# proibir vs vetar



## reka39

Hello! What's the difference between proibir and vetar? Thanks!


----------



## Joca

They are synonyms, but *vetar* is a lot more formal and usually applies to a law, a candidate, a proposition.


----------



## reka39

Joca said:


> They are synonyms, but *vetar* is a lot more formal and usually applies to a law, a candidate, a proposition.



Thanks! Can you provide me with some examples ?


----------



## marta12

- O Presidente da República vetou a proposta de lei da Assembleia da República. (nesta frase não é possível usar o verbo 'proibir')
- Os sócios do clube vetaram a entrada do candidato a membro (desse clube). (em Portugal, também não usamos nesta frase o verbo 'proibir')
- A proposta de lei do Partido Comunista (por exemplo) foi vetada pela maioria do Parlamento. (não é possível usar 'proibir')
- Os cães estão proibidos de entrar em cafés. (não é possível usar 'vetar')


----------



## Rhetorica

In Portugal, the use of the word _vetar _is almost exclusive to political matters, and it often refers to the act of rejecting a law, a proposition, a resolution (just like the English verb 'to veto'). In this case, the word has a unique meaning and is not synonym of _proibir_.

Some examples from a Portuguese newspaper:

«O Presidente da República vetou a nova lei das uniões de facto, considerando "inoportuno" que em final de legislatura se façam alterações de fundo à actual lei.» source

In English:
"The President of the Republic vetoed [= rejected, sent back] the new law on cohabitation, considering "inopportune" to make substantive changes on the current law at the end of the legislative period"

«A Rússia e a China vetaram esta quinta-feira uma nova resolução do Conselho de Segurança das Nações Unidas para obrigar o Presidente Bashar al-Assad, [sic] a cumprir o Plano Annan» source

In English:
"Russia and China vetoed this thursday a new UN Security Council resolution that would force President Bashar al-Assad to execute the Annan Plan."


----------



## reka39

marta12 said:


> - O Presidente da República vetou a proposta de lei da Assembleia da República. (nesta frase não é possível usar o verbo 'proibir')
> - Os sócios do clube vetaram a entrada do candidato a membro (desse clube). (em Portugal, também não usamos nesta frase o verbo 'proibir')
> - A proposta de lei do Partico Comunista (por exemplo) foi vetada pela maioria do Parlamento. (não é possível usar 'proibir')
> 
> 
> Ok, thanks! So it is something like 'did not approve' (+ there are some legal consequences due to this choice).
> I personally associate the 'veto' just to the UN, that's because our president of the republic has a minor power of veto and in the case of parlament we use another verb.


----------



## Guigo

Rhetorica said:


> In Portugal, the use of the word _vetar _is almost exclusive to political matters, and it often refers to the act of rejecting a law, a proposition, a resolution (just like the English verb 'to veto').

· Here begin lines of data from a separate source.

PR #54, opened 2020-11-06
Use a signed byte for the dummy value in AvailableRandomizationUnits.

rfk:
Unsigned types are currently experimental in Kotlin, and can only be
used by consumers if they explicitly opt in. Let's not put this opt-in
requirement on all consumers of this SDK if we can avoid it.

### DIFF
--- a/nimbus/src/lib.rs
+++ b/nimbus/src/lib.rs
@@ -231,7 +231,7 @@ impl Default for RandomizationUnit {
 #[derive(Default)]
 pub struct AvailableRandomizationUnits {
     pub client_id: Option<String>,
-    dummy: u8, // See comments in nimbus.idl for why this hacky item exists.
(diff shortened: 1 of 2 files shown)


rfk:
@dmose requesting r? from you in case this change would affect the desktop work in unexpected ways.

dmose (approved):
I'm not aware of any issues that would cause (famous last words), especially since it's a dummy.  I'd be interested to hear if @eoger knows something that I don't, but I'll let you decide whether that should block this from landing.  r=dmose

mhammond:
FWIW, I chose `u8` at random here when adding it, so I don't see why `i8` isn't fine.

rfk:
> FWIW, I chose u8 at random here when adding it, so I don't see why i8 isn't fine.

In that case, let's ship it :-)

Vale o mesmo acima, para o Brasil.

Há um outro verbo: _vedar_, com sentido de proibir ou obstruir, negar, não permitir; esconder, cobrir, etc.

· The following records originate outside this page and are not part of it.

PR #58, opened 2020-11-06
Update to rkv v0.15

rfk:
Not sure if we have any particular concerns about this new version, but it's the version that glean is using so it seems worthwhile to try to stay aligned.

We could also consider copying some of the "safe-mode" infrastructure that Glean is using, which IIUC will be required for using this on Desktop. But that can be for a separate PR.

### DIFF
--- a/nimbus/Cargo.lock
+++ b/nimbus/Cargo.lock
@@ -2,9 +2,9 @@
 # It is not intended for manual editing.
 [[package]]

Aparece em algumas frases: "É vedado o banho de mar nesta praia"; "Fica vedado o acesso a esta rua".


----------



## Carfer

No sentido de _'proibir_', em Portugal também podemos usar '_vedar_', que tem a mesma raiz de 'vetar', embora a frequência do seu uso seja bastante inferior a '_proibir_'. Como Rhetorica disse, '_vetar_' não é sinónimo de '_proibir_' em Portugal no sentido de que não corresponde a uma interdição. _'Vetar_' corresponde ao uso de um direito: o direito de veto, ou seja, o de, pela não aprovação ou voto negativo de quem veta, impedir a entrada em vigor de uma lei ou tornar ineficaz ou suspender um acto.


----------



## reka39

Thanks for your help. For those that can understand italian - I understand that 'vedar' is 'vietare' and 'vetar' is 'porre il veto'. We use 'proibir' with the same meaning as you have in Portuguese.


----------



## reka39

Thanks for your help. For those that can understand italian - I understand that 'vedar' is 'vietare' and 'vetar' is 'porre il veto'. We use 'proibir' with the same meaning as you have in Portuguese.


----------



## Istriano

reka39 said:


> Thanks for your help. For those that can understand italian - I understand that 'vedar' is 'vietare' and 'vetar' is 'porre il veto'. We use 'proibir' with the same meaning as you have in Portuguese.


  Different languages have different expressions:    _accesso vietato (it) = acesso interditado (brpt) _


----------



## reka39

marta12 said:


> - O Presidente da República vetou a proposta de lei da Assembleia da República. (nesta frase não é possível usar o verbo 'proibir')
> - Os sócios do clube vetaram a entrada do candidato a membro (desse clube). (em Portugal, também não usamos nesta frase o verbo 'proibir')
> - A proposta de lei do Partido Comunista (por exemplo) foi vetada pela maioria do Parlamento. (não é possível usar 'proibir')
> - Os cães estão proibidos de entrar em cafés. (não é possível usar 'vetar')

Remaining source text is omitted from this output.